EXERCISE INSTRUCTIONS ▸
Every line below that mentions the word "pull" should be copied out.

INPUT FOR THIS TASK ▸
PR #1517, opened 2017-05-04
Remove misleading placeholders from HPA form

spadgett:
Remove the placeholder text for max pods and other inputs when adding an
HPA. It looks too much like either the required field has a value or 4
is a default. This is especially confusing in the add to project form,
where it's easy to miss required fields in a large form.

openshift web console 2017-05-04 15-12-01

cc @liggitt


jwforres:
[merge]

PR #1518, opened 2017-05-04
View all projects should go to projects page, not landing page

### LINKED ISSUE #1484: "View all projects" goes to landing page
When the catalog is turned on, the "View all projects" link in the project sdropdown menu goes to the landing page rather than the projects page. 

screenshot from 2017-04-27 16-41-51

This may be a separate issue, but what do you think about styling that item as a link to distinguish it from the projects? @serenamarie125 @cshinn @beanh66 @jwforres @rhamilto

spadgett:
With the new catalog experience enabled, the view all projects link in
the projects dropdown should go to the projects list rather than the
landing page, which is now a different URL.

Fixes #1484

### DIFF
--- a/app/scripts/directives/nav.js
+++ b/app/scripts/directives/nav.js
@@ -127,7 +127,7 @@ angular.module('openshiftConsole')
           })
           .change(function() {
             var val = $(this).val();
-            var newURL = (val === "") ? "/" : projectOverviewURLFilter(val);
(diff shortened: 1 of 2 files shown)


spadgett:
This doesn't change the styling of the menu item, only where it goes. The style is currently controlled by bootstrap select.

jwforres:
[merge]

PR #1520, opened 2017-05-04
Change button label for "Home" for new landing page

### LINKED ISSUE #1483: "Projects" button goes to landing page when running the catalog
The text "Projects" should be replaced with whatever we want to call the landing page.

screenshot from 2017-04-27 16-34-03

spadgett:
With the new landing page experience enabled, show the label "Home" rather than "Projects" for the home button in the page upper left.

Fixes #1483


jwforres:
[merge]

PR #1525, opened 2017-05-08
Update blacklist to support objects/strings

benjaminapetersen:
Depends on [PR61](https://github.com/openshift/origin-web-common/pull/61) from `origin-web-common`


benjaminapetersen:
Oop, this one was for testing. Don't actually want to PR it.

PR #1526, opened 2017-05-08
Fix inconsistent behavior in kve between a standard row & a ui-select row

benjaminapetersen:
Re [bugzilla #1448830](https://bugzilla.redhat.com/show_bug.cgi?id=1448830)
There are currently two different behaviors with how we are handling rows in the kve:

1. We allow the user to save a default row that has a key w/o a value:
screen shot 2017-05-08 at 5 27 05 pm

2.  We do not allow the user to save if the row includes a ui-select to choose from a config map or secret:
screen shot 2017-05-08 at 5 27 21 pm

In this case the user must manually remove the row if they decide they no longer need to select the env var.  

This PR would allow the user to save the form, but would delete the key_with_no_value row if the user doesn't actually select a `valueFrom` from a `configmap` or `secret`:

screen shot 2017-05-08 at 5 34 40 pm

I'm not 100% sure this is a better experience, though.  By automatically eliminating the incomplete row, we might put the user into an unexpected state. Though the original experience is a bit inconsistent, it might be more correct.

Its also possible I'm missing something.  Thoughts?

@jwforres @spadgett @rhamilto

### DIFF
--- a/app/scripts/services/keyValueEditorUtils.js
+++ b/app/scripts/services/keyValueEditorUtils.js
@@ -141,7 +141,12 @@
                     entries,
                     function(entry) {
                       entry = cleanEntry(entry);
-                      return (entry.name || entry.value || entry.valueFrom) ? entry : undefined;
+                      var hasValueFrom = entry.valueFrom;
+                      if(!hasValueFrom) {
+                        return (entry.name || entry.value) ? entry : undefined;
+                      }
+                      // if the valueFrom is an empty object, this entry is invalid and should be discarded
+                      return _.keys(entry.valueFrom).length ? entry : undefined;
                     }));
         };
 
--- a/app/views/directives/key-value-editor.html
+++ b/app/views/directives/key-value-editor.html
@@ -142,7 +142,7 @@
           </div>
           <div ng-if="!isValueFromReadonly(entry)">
             <div class="ui-select">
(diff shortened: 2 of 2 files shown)


spadgett:
@benjaminapetersen It's possible to set an environment variable to an empty value. We need to keep that behavior.

benjaminapetersen:
Right, so perhaps in this case if the user doesn't choose a secret/configmap value we should keep the `key` with an empty string as the `value` instead of dropping the row?

jwforres:
That's not what I would expect it to do from those inputs.

benjaminapetersen:
Shall we leave it as-is?

options:
1. leave current behavior, if user clicks "add value using config map or secret" the "save" button is disabled until the user selects the value (though we allows "save" on a regular row w/o a value)
2. **this PR**, allow the user to "save", but if the config map/secret isn't selected drop the row
3. update to allow the user to "save", but if the config map/secret isn't selected then save only the key w/no value

Is there another reasonable alt?

spadgett:
I think the current behavior is reasonable. The difference is that an environment variable with an empty value is valid, whereas the `valueFrom` control with nothing selected is not valid. The second case is like trying to add a value with no key, which is invalid and disables the save button.

It's consistent in that the save button is consistently enabled or disabled based on whether the form is valid. It seems worse to silently drop something the user has entered.

benjaminapetersen:
I'm good with that.  I'll close this out then & clear the bugzilla.

PR #1534, opened 2017-05-10
Bump origin-web-common to v0.0.20

spadgett:
@benjaminapetersen FYI, this contains your fix https://github.com/openshift/origin-web-common/pull/61

### DIFF
--- a/app/styles/_core.less
+++ b/app/styles/_core.less
@@ -929,6 +929,9 @@ select:invalid {
 .alert {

EXERCISE RESULT ▸
Depends on [PR61](https://github.com/openshift/origin-web-common/pull/61) from `origin-web-common`
@benjaminapetersen FYI, this contains your fix https://github.com/openshift/origin-web-common/pull/61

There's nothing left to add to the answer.